Keberpihakan berlebih ke Inggris menyebabkan “The King” di satu sisi dianggap terlalu British-sentris sementara di sisi lain dianggap ekstrem Frankofobia.

Adegan puncak “The King” terkulminasi pada pertempuran Agincourt di Perancis pada 25 Oktober 1415, yang menurut direktur Museum Agincourt masa kini, Christopher Gilliot dikisahkan secara tidak sesuai kenyataan.

Baca berita tanpa iklan. Gabung Kompas.com+

Misalnya, medan pertempuran Agincourt pada “The King” ditampilkan sebagai padang yang hijau royo-royo bak lapangan golf. Padahal sebenarnya dataran rendah nan gersang.
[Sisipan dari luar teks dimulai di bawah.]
PR #4803, opened 2023-07-16
fix: don't validate workload with only resource limits set

### LINKED ISSUE #4802: Admission webhook should not reject workloads with only resource limits set
### Report

I'm unable to create/update ScaleObjects with either CPU;  memory; or both scalers, if the underlying workload assigns only resource limits and does not set any requests.

### Expected Behavior

Based on Kubernetes documentation (I brought the quote below from [here](https://kubernetes.io/docs/concepts/configuration/manage-resources-containers/)), users can assign only resource limits to their containers, so the ScaledObject admission webhook should also consider the resource limits during workload resources validation.

> Note: If you specify a limit for a resource, but do not specify any request, and no admission-time mechanism has applied a default request for that resource, then Kubernetes copies the limit you specified and uses it as the requested value for the resource.

### Actual Behavior

Workloads that only set resource limits are rejected by the admission webhook.

1. Create a Deployment that assigns only resource limits (e.g CPU limits):
``` yaml
# Filename: deploy.yaml
apiVersion: apps/v1
kind: Deployment
metadata:
  name: my-app
spec:
  selector:
    matchLabels:
      app: my-app
  template:
    metadata:
      labels:
        app: my-app
    spec:
      containers:
      - name: echo-server
        image: jmalloc/echo-server:latest
        resources:
          limits:
            cpu: 500m
```

```
kubectl apply -f ./deploy.yaml
```

2. Create a ScaledObject with CPU scaler defined and points to the above Deployment:
``` yaml
# Filename: scaledobject.yaml
apiVersion: keda.sh/v1alpha1
kind: ScaledObject
metadata:
  name: my-app-so
spec:
  maxReplicaCount: 5
  minReplicaCount: 1
  scaleTargetRef:
    apiVersion: apps/v1
    kind: Deployment
    name: my-app
  triggers:
  - metadata:
      value: "80"
    metricType: Utilization
    type: cpu
```

```
kubectl apply -f ./scaledobject.yaml
```

3. Got the message from Kubernetes API Server:
```
admission webhook \"vscaledobject.kb.io\" denied the request: the scaledobject has a cpu trigger but the container echo-server doesn't have the cpu request defined
```

### Logs from KEDA operator

_No response_

### KEDA Version

2.11.1

### Kubernetes Version

None

### Platform

Any

### Scaler Details

CPU, memory

### Anything else?

_No response_

nettoclaudio:
Check if container resource limits were provided before rejecting the ScaledObject creation.

### Checklist

- [x] Tests have been added

Fixes #4802


apis/keda/v1alpha1/scaledobject_webhook.go
```diff
@@ -255,19 +255,18 @@ func verifyCPUMemoryScalers(incomingSo *ScaledObject, action string) error {
 				if conainerName != "" && container.Name != conainerName {
 					continue
 				}
+
 				if trigger.Type == cpuString {
-					if container.Resources.Requests == nil ||
-						container.Resources.Requests.Cpu() == nil ||
-						container.Resources.Requests.Cpu().AsApproximateFloat64() == 0 {
+					if container.Resources.Requests.Cpu().AsApproximateFloat64() == 0 &&
+						container.Resources.Limits.Cpu().AsApproximateFloat64() == 0 {
```
JorTurFer, line 261: Are you sure that this won't raise a panic at some time? We are using the deployment spec and not the pod spec, so Request can be `nil` (and the same for the limits). Shouldn't we check `nil` before dereferencing the value?

apis/keda/v1alpha1/scaledobject_webhook.go
```diff
@@ -255,19 +255,18 @@ func verifyCPUMemoryScalers(incomingSo *ScaledObject, action string) error {
...
 						scaledobjectlog.Error(err, "validation error")
 						prommetrics.RecordScaledObjectValidatingErrors(incomingSo.Namespace, action, "missing-requests")
 						return err
 					}
 				} else if trigger.Type == memoryString {
-					if container.Resources.Requests == nil ||
-						container.Resources.Requests.Memory() == nil ||
-						container.Resources.Requests.Memory().AsApproximateFloat64() == 0 {
+					if container.Resources.Requests.Memory().AsApproximateFloat64() == 0 &&
+						container.Resources.Limits.Memory().AsApproximateFloat64() == 0 {
```
JorTurFer, line 269: same as above

apis/keda/v1alpha1/scaledobject_webhook_test.go
```diff
@@ -486,6 +486,68 @@ var _ = It("should validate so creation when min replicas is > 0 with only cpu s
...
+
+	so := createScaledObject(soName, namespaceName, workloadName, "apps/v1", "Deployment", false, map[string]string{}, "")
+	so.Spec.Triggers = []ScaleTriggers{
+		{
+			Type: "cpu",
+			Metadata: map[string]string{
+				"cpu": "10",
+			},
+		},
+	}
```
JorTurFer, line 513: This isn't part of the CPU Scaler spec: https://keda.sh/docs/2.11/scalers/cpu/
I'm not totally sure about what you wanted to set here

apis/keda/v1alpha1/scaledobject_webhook_test.go
```diff
@@ -486,6 +486,68 @@ var _ = It("should validate so creation when min replicas is > 0 with only cpu s
...
+
+	so := createScaledObject(soName, namespaceName, workloadName, "apps/v1", "Deployment", false, map[string]string{}, "")
+	so.Spec.Triggers = []ScaleTriggers{
+		{
+			Type: "memory",
+			Metadata: map[string]string{
+				"memory": "512Mi",
+			},
+		},
+	}
```
JorTurFer, line 544: same as above

JorTurFer (commented):
Nice catch!
I have left some comments inline. 
We have to update also e2e test for covering this new scenario. ScaledObject validations are tested here: https://github.com/kedacore/keda/blob/main/tests/internals/scaled_object_validation/scaled_object_validation_test.go

apis/keda/v1alpha1/scaledobject_webhook.go
nettoclaudio: Better safer than sorry, isn't?

I try to simplify every code I touch, but in this case, you're right, I cannot assume that Kubernetes internal methods will never return `nil`. Following Murphy's Law it would break in the next Kubernetes SDK release. 😛 

Sorry. 😥 I'll rewrite it.

apis/keda/v1alpha1/scaledobject_webhook_test.go
nettoclaudio: Oh damn it... I missed it. 🙄

JorTurFer (commented):
Looking nice!
Could you add a test case on e2e tests? We already have a file for admission webhooks, so it's just add a test case there:
[main/tests/internals/scaled_object_validation/scaled_object_validation_test.go](https://github.com/kedacore/keda/blob/main/tests/internals/scaled_object_validation/scaled_object_validation_test.go?rgh-link-date=2023-07-26T21%3A54%3A20Z)

zroubalik (commented):
Looking good!

@nettoclaudio do you have an update on this please?

zroubalik (commented):
@nettoclaudio could you please rebase this PR? then we can go ahead and proceed

tomkerkhove (approved):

Bahkan saya yang awam sejarah juga bingung mengenai bagaimana di dalam film produksi Brad Pitt itu bisa tampil seorang tokoh bernama Falstaff yang setahu saya adalah tokoh fiktif hasil khayalan Shakespeare yang sama sekali tidak eksis pada realita sejarah Inggris apalagi Perancis.

Bahkan Sir John Falstaff ditampilkan sebagai pahlawan (setara Gatotkaca pada Bharatayuda) yang ikhlas mengorbankan diri sebagai martir demi memenangkan laskar Inggris di pertempuran Agincourt.
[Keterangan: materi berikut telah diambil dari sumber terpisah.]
PR #7843, opened 2026-06-03
General: Fix concurrent map iteration and map write in pkg/fallback

jiyuchen-stripe:
_Provide a description of what has been changed_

Adalah Falstaff yang diperankan Joel Edgerton yang memang mirip Orson Welles yang menasehati Henry V untuk memanfaatkan medan perang Agincourt yang berlumpur akibat hujan deras sebagai perangkap terhadap pasukan berkuda Perancis dengan para serdadu berpakaian logam berat.

Padahal pada kenyataan sejarah sebenarnya kavaleri Perancis dilumpuhkan dengan tombak-tombak panjang serta panah-panah jarak jauh Inggris.

Akibat fiktif maka Falstaff tidak pernah hadir pada pertempuran Agincourt maupun di mana pun juga.

Putra mahkota Perancis, Louis de Guyenne di dalam “The King” diperankan oleh Robert Pattinson sebagai tokoh arogan, sinis dan brutal kemudian mati konyol dikeroyok serdadu Inggris pada pertempuran Agincourt sebenarnya tidak pernah ikut terlibat apalagi memimpin tentara Perancis pada pertempuran Agincourt.

Pada kenyataan, sebenarnya Louis de Guyenne wafat dua bulan setelah pertempuran Agincourt akibat sakit keras sebab memang sakit-sakitan.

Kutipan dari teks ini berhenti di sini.